Atticus walked to the corner of the porch. He looked at the wisteria vine. In his own way, I thought, each was as stubborn as the other. I wondered who would give in first. Atticus’s stubbornness was quiet and rarely evident, but in some ways he was as set as the Cunninghams. Mr. Tate’s was unschooled and blunt, but it was equal to my father’s.

 

“Heck,” Atticus’s back was turned. “If this thing’s hushed up it’ll be a simple denial to Jem of the way I’ve tried to raise him. Sometimes I think I’m a total failure as a parent, but I’m all they’ve got. Before Jem looks at anyone else he looks at me, and I’ve tried to live so I can look squarely back at him… if I connived at something like this, frankly I couldn’t meet his eye, and the day I can’t do that I’ll know I’ve lost him. I don’t want to lose him and Scout, because they’re all I’ve got.”

 

“Mr. Finch.” Mr. Tate was still planted to the floorboards. “Bob Ewell fell on his knife. I can prove it.”

 

Atticus wheeled around. His hands dug into his pockets. “Heck, can’t you even try to see it my way? You’ve got children of your own, but I’m older than you. When mine are grown I’ll be an old man if I’m still around, but right now I’m—if they don’t trust me they won’t trust anybody. Jem and Scout know what happened. If they hear of me saying downtown something different happened—Heck, I won’t have them any more. I can’t live one way in town and another way in my home.”

 

Mr.

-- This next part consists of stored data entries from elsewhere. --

Issue #538, opened 2016-03-11
Symbol.species does not work with Promise.prototype.then


abchatra:
See the following kangax test case

```js
print((function()
{
var promise      = new Promise(function(resolve){ resolve(42); });
var FakePromise1 = promise.constructor = function(exec){ exec(function(){}, function(){}); };
var FakePromise2 = function(exec){ exec(function(){}, function(){}); };

Object.defineProperty(FakePromise1, Symbol.species, {value: FakePromise2});

return promise.then(function(){}) instanceof FakePromise2;
})());

```
Expected: true
Actual: false

boingoing:
Fixed by #605

PR #605, opened 2016-03-18
Add support to Promise.prototype.then for Symbol.species

boingoing:
Add support to Promise.prototype.then for Symbol.species

Fixes a couple of issues with Promise and how it handled @@species.

First, Promise.prototype.then did not correctly use the @@species property to construct the promise stored in the PromiseCapability. See NewPromiseCapability (https://tc39.github.io/ecma262/#sec-newpromisecapability).

Next, we were looking at the @@species property in Promise.all and Promise.race when we are supposed to ignore it. Those API should use the 'this' argument (Promise in the nominal case) to construct the object they return.

Also cleaned up some stale comments, updated a few small details (like length property of anonymous functions used by Promise machinery), and fixed a bug where the executor function passed to the Promise constructor via Promise.all or Promise.race could not be called twice even if the first call passed undefined for arguments. This should be allowed.


boingoing:
@abchatra @suwc Care to take a look? This fixes #538

boingoing:
@akroshg Updated this PR to address 6127686, want to take a quick look over it?

test/es6/ES6Promise.js
```diff
@@ -91,10 +91,10 @@ var tests = [
     {
         name: "Promise constructor throwing behavior",
         body: function () {
-            assert.throws(function() { Promise.call(); }, TypeError, "Promise throws when not called as a new expression with no this parameter", "Promise: 'this' is not a Promise object");
-            assert.throws(function() { Promise.call(undefined); }, TypeError, "Promise throws when not called as a new expression if the this parameter is undefined", "Promise: 'this' is not a Promise object");
-            assert.throws(function() { Promise.call(null); }, TypeError, "Promise throws when not called as a new expression if the this parameter is null", "Promise: 'this' is not a Promise object");
-            assert.throws(function() { Promise.call({}); }, TypeError, "Promise throws when not called as a new expression if the this parameter is not a promise", "Promise: 'this' is not a Promise object");
+            assert.throws(function() { Promise.call(); }, TypeError, "Promise throws when not called as a new expression with no this parameter", "'new.target' is undefined");
```
akroshg: Nit : somehow I don't like the new error as well - it is not intuitive. shouldn't this be "Promise constructor to be called as 'new' or 'Promise constructor requires the promise object' ?

lib/Runtime/Library/JavascriptPromise.cpp
```diff
@@ -167,11 +165,6 @@ namespace Js
             JavascriptError::ThrowTypeError(scriptContext, JSERR_This_NeedObject, _u("Promise.all"));
         }
 
-        // 3. Let S be Get(C, @@species).
-        // 4. ReturnIfAbrupt(S).
-        // 5. If S is neither undefined nor null, let C be S.
-        constructor = JavascriptOperators::GetSpecies(RecyclableObject::FromVar(constructor), scriptContext);
-
         JavascriptLibrary* library = scriptContext->GetLibrary();
         Var undefinedVar = library->GetUndefined();
```
akroshg: Nit: you can get rid of this var as well ? it is just used once I think.

lib/Runtime/Library/JavascriptPromise.cpp
```diff
@@ -815,9 +782,18 @@ namespace Js
...
-        Assert(args.Info.Count > 1);
+        Var arg;
+
+        if (args.Info.Count > 1 && args[1] != nullptr)
+        {
+            arg = args[1];
+        }
+        else
+        {
+            arg = function->GetScriptContext()->GetLibrary()->GetUndefined();
```
akroshg: Should we still assert here?

akroshg:
Rest looks good to me.

test/es6/ES6Promise.js
boingoing: The meaning of the message is "Promise cannot be called without the 'new' keyword" but spec uses the case where new.target is undefined to indicate this. I don't think there is a way for new.target to actually be undefined if we do have the new flag, though. Even Reflect.construct(Promise,[],undefined) throws. I'll change the error message here.

lib/Runtime/Library/JavascriptPromise.cpp
boingoing: We used this var a few times before the refactor here. Nice catch.

lib/Runtime/Library/JavascriptPromise.cpp
boingoing: Spec says the Thrower function should return a completion with the value equal to the argument. So, I think it's correct for this function to be called with no argument and return undefined. I'll add assert that the arg is not nullptr here.

PR #606, opened 2016-03-18
remove libsodium dependency from cmake

obastemur:


jianchun:
Apologize for delay, verified and merging now.

Issue #610, opened 2016-03-19
[Test] [Daily] [DisableJIT] test\Bugs\bug934443.js failing after commit 353e7d9 with AV (c0000005)


aneeshdk:
test\Bugs\bug934443.js failing after commit 353e7d9 with AV (c0000005)

To repro, build the binary with
`jenkins\buildone.cmd x64 debug "/p:BuildJIT=false"`

Failing test is:
`Build\VcBuild.NoJIT\bin\x64_debug\ch.exe  -DumpOnCrash  -WERExceptionSupport -ExtendedErrorStackForTestHost -nonative  -force:fieldcopyprop -off:dynamicprofile test\Bugs\bug934443.js`

dilijev:
@abchatra Do you think this should be tagged as [Bug] and/or Milestone 1.2?

PR #611, opened 2016-03-19
Disabling the failing disable JIT test case for now

aneeshdk:
Disabling the test case mentioned in the issue https://github.com/Microsoft/ChakraCore/issues/610 temporarily to unblock the build.


dilijev:
LGTM.

PR #612, opened 2016-03-19
module bugfix

Yongqu:
fix debugger break in dynamic attach scenario
When debugger is dynamically attached, we reparse the tree and
regenerate the byte code. During the time we might need to use
the auxilary data. Disable the early release of auxilary data
for now and we'll have a better memory management when we have
full debugger support.
Also fixed a bug when the host pass in nullptr source indicating
download failure.

### DIFF
--- a/lib/Runtime/Language/SourceTextModuleRecord.cpp
+++ b/lib/Runtime/Language/SourceTextModuleRecord.cpp
@@ -91,38 +91,42 @@ namespace Js
         if (sourceText == nullptr)
         {
             Assert(sourceLength == 0);
+            hr = E_FAIL;
             JavascriptError *pError = scriptContext->GetLibrary()->CreateError();
-            JavascriptError::SetErrorMessageProperties(pError, E_FAIL, _u("empty module"), scriptContext);
+            JavascriptError::SetErrorMessageProperties(pError, hr, _u("empty module"), scriptContext);
+            *exceptionVar = pError;
         }
-        try
+        else
         {
-            AUTO_NESTED_HANDLED_EXCEPTION_TYPE((ExceptionType)(ExceptionType_OutOfMemory | ExceptionType_StackOverflow));
-            this->parser = (Parser*)AllocatorNew(ArenaAllocator, allocator, Parser, scriptContext);
-            this->srcInfo = {};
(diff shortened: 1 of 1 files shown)


Yongqu:

lib/Runtime/Language/SourceTextModuleRecord.cpp
```diff
@@ -91,38 +91,42 @@ namespace Js
         if (sourceText == nullptr)
         {
             Assert(sourceLength == 0);
+            hr = E_FAIL;
             JavascriptError *pError = scriptContext->GetLibrary()->CreateError();
-            JavascriptError::SetErrorMessageProperties(pError, E_FAIL, _u("empty module"), scriptContext);
+            JavascriptError::SetErrorMessageProperties(pError, hr, _u("empty module"), scriptContext);
```
boingoing: Should the message say "download failed" or be more descriptive?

Tate rocked on his heels and said patiently, “He’d flung Jem down, he stumbled over a root under that tree and—look, I can show you.”

 

Mr. Tate reached in his side pocket and withdrew a long switchblade knife. As he did so, Dr. Reynolds came to the door. “The son—deceased’s under that tree, doctor, just inside the schoolyard. Got a flashlight? Better have this one.”

 

“I can ease around and turn my car lights on,” said Dr. Reynolds, but he took Mr. Tate’s flashlight. “Jem’s all right. He won’t wake up tonight, I hope, so don’t worry. That the knife that killed him, Heck?”

 

“No sir, still in him. Looked like a kitchen knife from the handle. Ken oughta be there with the hearse by now, doctor, ‘night.”

 

Mr. Tate flicked open the knife. “It was like this,” he said. He held the knife and pretended to stumble; as he leaned forward his left arm went down in front of him. “See there? Stabbed himself through that soft stuff between his ribs. His whole weight drove it in.”

 

Mr. Tate closed the knife and jammed it back in his pocket. “Scout is eight years old,” he said. “She was too scared to know exactly what went on.”

 

“You’d be surprised,” Atticus said grimly.

 

“I’m not sayin‘ she made it up, I’m sayin’ she was too scared to know exactly what happened. It was mighty dark out there, black as ink. ‘d take somebody mighty used to the dark to make a competent witness…”

 

“I won’t have it,” Atticus said softly.

 

“God damn it, I’m not thinking of Jem!”